Self-Evolving Capability of the Watcher (Figure 6): In an online learning scenario, the Watcher's DSR improved from ~90.0% to ~95.0% after processing 100 novel adversarial cases, demonstrating its ability to self-evolve by updating its monitoring skills and memory. Skill-based and plugin-based paradigms showed no improvement without manual intervention.
Qualitative Analysis: Multiple case studies demonstrate the operational effectiveness of each layer:
- Skill-based: Showed enforcement of system-level (blocking obfuscated Base64 code execution on Windows) and software-level (preventing credential transmission via Feishu) boundaries, as well as autonomous scheduled security scanning.
- Plugin-based: Demonstrated hardening that prevents credential leakage from file outputs, comprehensive threat detection reports with auto-fix recommendations, and behavioral scanning that identifies latent prompt injection attacks from logs.
- Watcher-based: Illustrated real-time intervention in three scenarios:
- Blocking execution of a dangerous decoded command (
ask_user). - Interrupting an agent attempting too many tool calls in one turn (
tool_loop_limit). - Stopping a run due to repeated upstream failures (permission errors).
- Blocking execution of a dangerous decoded command (
Theoretical and Practical Implications
- Paradigm Shift for Agent Security: The Watcher-based paradigm establishes a principle of regulatory independence, separating safety oversight from task execution. This resolves the fundamental safety-utility tradeoff and provides a generalizable building block for securing next-generation autonomous agent systems beyond OpenClaw.
- Comprehensive Lifecycle Defense: ClawKeeper provides a unified framework that addresses security from static configuration and instruction context through to real-time runtime behavior and post-hoc auditing, closing critical gaps left by fragmented point defenses.

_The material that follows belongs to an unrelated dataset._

PR #1321, opened 2021-03-12
Filter integers out of dir(js_array)

hoodmane:
Javascript arrays list a bunch of integers among their ownKeys. I think that including these in `dir(js_array)` is generally undesirable: the point of `dir` is supposed to be for finding out which methods are available, if you want to know what keys an array contains it's more common to inspect the `length` field. This strips them out.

- Practical Deployment: The framework supports diverse real-world needs through local deployment (privacy-sensitive, personal use) and cloud deployment (enterprise, multi-agent supervision), and offers users the flexibility to select and combine protection layers based on their specific requirements for efficiency or security.
- Foundation for Safe Agent Ecosystems: The authors posit that as agents become analogous to operating systems, ClawKeeper serves a role analogous to antivirus software within this new paradigm, providing an essential, adaptive safety layer.
Conclusion
ClawKeeper presents a unified, multi-layered security framework that effectively addresses the critical vulnerabilities and fragmented defense landscape of the OpenClaw ecosystem. By integrating skill-based, plugin-based, and the novel watcher-based protection, it delivers robust, full-lifecycle defense. Extensive evaluations confirm its superiority over existing approaches.
The independent Watcher agent emerges as the most robust and generalizable component, whose decoupled architecture offers key advantages: separation of concerns, resistance to manipulation, and self-evolution. This paradigm is readily transferable to other agent systems, establishing ClawKeeper as a general-purpose safety framework for the broader agentic AI ecosystem. The released open-source implementation provides actionable tools and insights for the community to advance the security of autonomous agents.